John Carroll (1892-1959)
Lilith I, by 1926
John Carroll (1892-1959)
Lilith II, 1926
Woodstock Artists Association and Museum
Lilith I and Lilith II are among Carroll’s most disturbing paintings of women. Lilith 1 was cut out of its frame at the 1926 Sesqui-Centennial International Exhibition in Philadelphia. Reportedly, the man was literally driven to possess the woman pictured in the canvas. Carroll created the second version as a replacement for the stolen canvas. Lilith is now even more sinister and sexually alluring. Her eyes are white, her hair is transparent, and her nude figure is visible under the see-through coverlet covering most of the lower half of her body. The subject of the femme fatale as the archetype of dangerous womanhood was a popular subject at the turn of the 19th century, when it was explored by many artists including Edvard Munch, Gustav Klimt, Franz von Stuck and Gustave Moreau. According to ancient Judaic myth, Lilith is a powerful, threatening, sexual woman who resists domination by men. She is often pictured as an evil temptress with long, flowing hair.
John Carroll (1892-1959)
Gloria Vanderbilt, c. 1949
John Carroll (1892-1959)
Gloria Vanderbilt, after 1949
Carroll was also very active as a portrait painter. In around 1949 he painted two portraits of Gloria Vanderbilt, both of which turn up in later photographs of the famous fashion designer, heiress and socialite. During the 1940s, Carroll’s rendering of the figure became crisper, and he began to apply lipstick and powder to the faces of his models.
John Carroll (1892-1959)
Morning, Afternoon, Evening, 1936
Detroit Institute of Arts
In 1930, Carroll was appointed as the head of the painting department at the Detroit Society of Arts and Crafts. He moved to Detroit following the summer, and in future years he only returned to Woodstock for visits. In Detroit he achieved success for his portraits of society women, and was awarded the (Scarab Club) Gold Medal from the Detroit Institute of Arts in 1936.

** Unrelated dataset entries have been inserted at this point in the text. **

Issue #145, opened 2023-04-24
Receiving unknown OBJECT messages (who creates the track-id)


kixelated:
#141 adds a `Track ID` field. This is used to compress a long string (in SUBSCRIBE) into a short varint (in OBJECT).

The problem is that the mapping from string to varint is indicated in the SUBSCRIBE_OK message, which is sent in parallel with OBJECT messages. This introduces a race condition, where packet loss will cause SUBSCRIBE_OK to arrive late. The receiver will be unable to associate OBJECT messages with tracks until the arrival of the SUBSCRIBE_OK.

A correct implementation must buffer any OBJECT messages with unknown track IDs for an indefinite amount of time. Any other implementation will error or skip media due to decode errors. This also introduce a risk of resource exhaustion, for example if the stream containing SUBSCRIBE_OK is reset.

kixelated:
My proposal is to move the `Track ID` to the SUBSCRIBE message. The OBJECT sender MUST use a `Track ID` in a received SUBSCRIBE message. This means the receiver will never receive an unknown or unrequested OBJECT.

In 1934, Carroll acquired property in East Chatham, New York, across the Hudson River from Woodstock, in Columbia County, which included a 300 acre farm and a 150 year old farmhouse, located a mile from the Pittsfield Albany highway. Until 1943, Carroll appears to have resided most of the year in Detroit, while spending summers in East Chatham.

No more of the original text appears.